Saved data entries.
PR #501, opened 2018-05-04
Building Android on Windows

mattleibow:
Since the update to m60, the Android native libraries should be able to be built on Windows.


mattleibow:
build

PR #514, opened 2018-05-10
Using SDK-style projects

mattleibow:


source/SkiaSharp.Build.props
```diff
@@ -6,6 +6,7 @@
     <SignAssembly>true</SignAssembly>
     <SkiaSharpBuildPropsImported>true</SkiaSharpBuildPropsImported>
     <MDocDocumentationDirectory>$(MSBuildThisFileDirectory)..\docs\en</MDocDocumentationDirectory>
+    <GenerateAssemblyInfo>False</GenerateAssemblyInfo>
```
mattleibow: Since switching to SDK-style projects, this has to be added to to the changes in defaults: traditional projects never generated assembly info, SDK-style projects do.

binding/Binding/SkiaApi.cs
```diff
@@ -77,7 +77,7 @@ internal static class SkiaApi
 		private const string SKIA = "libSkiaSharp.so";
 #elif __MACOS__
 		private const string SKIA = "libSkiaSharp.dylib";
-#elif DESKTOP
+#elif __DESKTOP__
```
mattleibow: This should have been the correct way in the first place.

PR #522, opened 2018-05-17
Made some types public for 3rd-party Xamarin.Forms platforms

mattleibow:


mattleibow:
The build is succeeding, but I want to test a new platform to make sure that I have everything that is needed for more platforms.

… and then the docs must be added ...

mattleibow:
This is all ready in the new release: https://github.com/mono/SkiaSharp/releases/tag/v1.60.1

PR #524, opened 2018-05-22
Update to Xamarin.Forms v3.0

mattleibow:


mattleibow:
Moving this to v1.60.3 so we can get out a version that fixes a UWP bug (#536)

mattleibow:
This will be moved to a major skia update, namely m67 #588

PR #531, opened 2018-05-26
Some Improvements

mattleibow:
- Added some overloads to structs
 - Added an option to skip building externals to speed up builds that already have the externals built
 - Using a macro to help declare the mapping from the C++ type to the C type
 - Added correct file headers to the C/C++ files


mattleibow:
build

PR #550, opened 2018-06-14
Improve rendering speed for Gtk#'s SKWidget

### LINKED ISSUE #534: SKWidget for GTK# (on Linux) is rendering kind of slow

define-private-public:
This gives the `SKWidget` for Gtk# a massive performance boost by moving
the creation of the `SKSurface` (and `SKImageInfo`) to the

EXERCISE PROMPT. Pull every line containing "built" out of the records.

ANSWER TO THE EXERCISE.
Since the update to m60, the Android native libraries should be able to be built on Windows.
 - Added an option to skip building externals to speed up builds that already have the externals built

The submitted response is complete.